I grew 3 SW ladies under a 430w Son Agro HPS...using GH nutes ratio 1gro:2micro:3bloom at a ph of 6.5 and a ppm of 900...I only use ro-d water and add floralicous plus as a sweetener...

I noticed these ladies took their sweet time to finish and were looking pretty thin in week 5 of bloom cycle...however, by week nine, they had fattened considerably...Yield was fair, perhaps 6 ounces total for 3 plants...

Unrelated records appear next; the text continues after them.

PR #4645, opened 2025-05-06
feat(config): support dynamic config for cocoon

jtmcdole:
Today we have to update secrets in cloud console; but it would be better to track some configs in git. The goal is to fetch (from HEAD) a checked in "config.json" and cache that between the services.

Using json serializable allows us to sanity check the changes.


app_dart/lib/src/service/config.dart
```diff
@@ -9,21 +9,25 @@ import 'package:cocoon_server/generate_github_jws.dart';
...
 
+part 'config.g.dart';
+
 /// Name of the default git branch.
 const String kDefaultBranchName = 'master';
 
 interface class Config {
   /// Creates and returns a [Config] instance.
-  Config(this._cache, this._secrets);
+  Config(this._cache, this._secrets, {DynamicConfig? dynamicConfig})
```
matanlurey, line 29: It would be nice to not accidentally initialize this to the default state unless that is expected.

In other words, something like:
```dart
Config(this._cache, this._secrets, {required DynamicConfig initialConfig}) : dynamicConfig = initialConfig;
Config.useRepoForInitialConfig(this._cache, this._secrets) : dynamicConfig = DynamicConfig.fromJson({});
```

Or if you prefer doing:
```dart
// Make it required to explicitly write `config: null` if we don't want to use the fetched config.
Config(this._cache, this._secrets, {required DynamicConfig? config})
```

I personally like (1) but (2) is also fine.

app_dart/lib/src/service/config.dart
```diff
@@ -59,6 +63,8 @@ interface class Config {
   final CacheService _cache;
   final SecretManager _secrets;
 
+  DynamicConfig dynamicConfig;
```
matanlurey, line 66: Can we make this private? I wouldn't want to see anyone _but_ `Config` read from this directly.

app_dart/lib/src/service/config.dart
```diff
@@ -489,3 +495,27 @@ interface class Config {
     return GithubService(github);
   }
 }
+
+/// Flags for the service that can be updated dynamically with out a restart.
+///
+/// Should be read from git/HEAD/app_dart/config.yaml and cached between
+/// services.
+@JsonSerializable()
+class DynamicConfig {
```
matanlurey, line 504: nit: `final` and `@immutable`.

app_dart/lib/src/service/config.dart
```diff
@@ -489,3 +495,27 @@ interface class Config {
...
+  /// This limits the number of commits to be checked to backfill. When bots
+  /// are idle, we hope to scan as many commit rows as possible.
+  @JsonKey(defaultValue: 50)
+  final int backfillerCommitLimit;
+
+  DynamicConfig({required this.backfillerCommitLimit});
+
+  /// Connect the generated [_$DynamicConfigFromJson] function to the `fromJson`
+  /// factory.
+  factory DynamicConfig.fromJson(Map<String, dynamic> json) =>
```
matanlurey, line 516: nit: Use `Map<String, Object?>` instead of `Map<String, dynamic>`.

It's the same backend type representation, but avoids accidental dynamic access.

app_dart/lib/src/service/dynamic_config_updater.dart
```diff
@@ -0,0 +1,85 @@
...
+    @visibleForTesting
+    RetryOptions retryOptions = const RetryOptions(
+      maxAttempts: 3,
+      delayFactor: Duration(seconds: 3),
+    ),
+  }) : _random = random ?? Random(),
+       _httpClient = httpClient ?? Client(),
+       _retryOptions = retryOptions;
+
+  final Duration delay;
```
matanlurey, line 30: nit: `_delay`

app_dart/lib/src/service/dynamic_config_updater.dart
```diff
@@ -0,0 +1,85 @@
...
+import 'package:cocoon_server/logging.dart';
+import 'package:http/http.dart';
+import 'package:meta/meta.dart';
+import 'package:retry/retry.dart';
+import 'package:yaml/yaml.dart' show YamlMap, loadYaml;
+
+import '../foundation/utils.dart';
+import 'config.dart';
+
+class DynamicConfigUpdater {
```
matanlurey, line 16: Can you add  ~1 line of doc comments?

If this is not intended to be extended, can you also add `interface class`?

app_dart/lib/src/service/dynamic_config_updater.dart
```diff
@@ -0,0 +1,85 @@
...
+
+  /// Fetches and parses the `config.yaml` from HEAD `flutter/cocoon/app_dart/`.
+  Future<DynamicConfig> fetchDynamicConfig() async {
+    final file = await githubFileContent(
+      Config.cocoonSlug,
+      'app_dart/config.yaml',
+      httpClientProvider: () => _httpClient,
+      retryOptions: _retryOptions,
+    );
+    final configYaml = loadYaml(file) as YamlMap;
```
matanlurey, line 43: I think you can do `as YamlMap<String, Object?>` (instead of below)

app_dart/lib/src/service/dynamic_config_updater.dart
```diff
@@ -0,0 +1,85 @@
...
+
+  UpdaterStatus _status = UpdaterStatus.stopped;
+
+  void stopUpdateLoop() {
+    if (_status != UpdaterStatus.running) return;
+    log.info('Stopping config update loop...');
+    _status = UpdaterStatus.stopping;
+  }
+
+  void startUpdateLoop(Config config) async {
```
matanlurey, line 55: It might be nice to reflect here and above that `stop` is a terminal state.

matanlurey (approved):
LGTM. A few comments.

app_dart/lib/src/service/config.dart
jtmcdole: I'll just fix FakeConfig - it should be required to have dynamic config first.

app_dart/lib/src/service/dynamic_config_updater.dart
jtmcdole: I have to cast it this way. `YamlMap` doesn't have generic types.

app_dart/lib/src/service/dynamic_config_updater.dart
jtmcdole: Its restartable

app_dart/lib/src/service/config.dart
jtmcdole: Done

app_dart/lib/src/service/config.dart
jtmcdole: Talked off line - done by pulling the updater into here so it has access.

Ladies are in reveg now, hope to yield more in 10-12 weeks...


----------



## clever_intuition (Jul 27, 2007)

Good luck to you and your endeavours.


----------



## kindbudcocky (Aug 2, 2007)

That sounds delicious bud post up a pic. 
Peace


----------



## Puffin Afatty (Oct 19, 2007)

I grew this out again, a regeneration...the yield was vastly superior and one plant showed herself to be a keeper...apparently, this particular lady likes a 10-12 week finish, a ph of about 5.5 and a ppm of about 900...I have decided to go to a vertical scrog with this one lady in her 3rd generation starting very soon...the smoke is sweet, the buzz is very up...this Snow White is a winner!!!


----------